==== Raw data

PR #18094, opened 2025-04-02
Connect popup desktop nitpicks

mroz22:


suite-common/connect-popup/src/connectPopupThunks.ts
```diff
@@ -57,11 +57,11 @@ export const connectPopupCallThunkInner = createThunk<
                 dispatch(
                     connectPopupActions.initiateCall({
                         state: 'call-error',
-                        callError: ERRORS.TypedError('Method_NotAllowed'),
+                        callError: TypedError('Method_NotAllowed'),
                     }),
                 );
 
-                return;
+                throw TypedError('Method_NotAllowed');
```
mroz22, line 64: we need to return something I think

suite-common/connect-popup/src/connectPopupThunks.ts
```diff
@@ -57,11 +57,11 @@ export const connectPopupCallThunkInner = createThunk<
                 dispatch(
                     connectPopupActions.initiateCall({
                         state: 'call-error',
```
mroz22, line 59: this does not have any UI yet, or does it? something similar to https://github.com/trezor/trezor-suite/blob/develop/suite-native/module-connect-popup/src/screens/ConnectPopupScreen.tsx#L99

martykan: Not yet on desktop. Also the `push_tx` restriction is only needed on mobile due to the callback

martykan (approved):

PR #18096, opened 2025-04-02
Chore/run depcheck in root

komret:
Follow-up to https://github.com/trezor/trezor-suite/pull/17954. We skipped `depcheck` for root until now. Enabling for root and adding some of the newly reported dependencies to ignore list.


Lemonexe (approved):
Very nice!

========
==== Raw data

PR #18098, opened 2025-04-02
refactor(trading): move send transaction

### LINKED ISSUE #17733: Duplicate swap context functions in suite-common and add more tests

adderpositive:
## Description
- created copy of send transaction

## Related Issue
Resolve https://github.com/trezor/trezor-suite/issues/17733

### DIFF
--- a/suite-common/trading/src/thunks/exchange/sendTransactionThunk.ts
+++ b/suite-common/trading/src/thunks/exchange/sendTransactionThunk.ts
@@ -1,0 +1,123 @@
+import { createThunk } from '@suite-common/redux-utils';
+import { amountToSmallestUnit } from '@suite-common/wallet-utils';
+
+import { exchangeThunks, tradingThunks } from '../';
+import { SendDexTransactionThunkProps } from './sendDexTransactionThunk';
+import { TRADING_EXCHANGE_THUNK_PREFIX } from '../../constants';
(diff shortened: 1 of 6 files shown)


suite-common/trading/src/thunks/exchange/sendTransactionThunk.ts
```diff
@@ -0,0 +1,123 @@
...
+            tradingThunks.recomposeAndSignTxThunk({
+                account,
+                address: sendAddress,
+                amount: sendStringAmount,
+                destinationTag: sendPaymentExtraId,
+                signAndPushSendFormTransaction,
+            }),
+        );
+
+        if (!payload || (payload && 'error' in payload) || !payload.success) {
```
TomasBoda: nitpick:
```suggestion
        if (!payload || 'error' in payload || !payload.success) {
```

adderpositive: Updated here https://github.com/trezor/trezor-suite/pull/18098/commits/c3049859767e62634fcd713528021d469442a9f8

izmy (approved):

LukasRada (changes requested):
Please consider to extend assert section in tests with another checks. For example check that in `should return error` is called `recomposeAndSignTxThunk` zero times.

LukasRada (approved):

========
==== Raw data

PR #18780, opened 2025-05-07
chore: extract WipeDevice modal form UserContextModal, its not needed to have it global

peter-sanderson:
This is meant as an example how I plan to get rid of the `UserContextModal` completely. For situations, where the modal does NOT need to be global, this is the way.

========

## Work to complete
Find the word "root" in the data and copy out each line where it turns up.

## The completed task
Chore/run depcheck in root
Follow-up to https://github.com/trezor/trezor-suite/pull/17954. We skipped `depcheck` for root until now. Enabling for root and adding some of the newly reported dependencies to ignore list.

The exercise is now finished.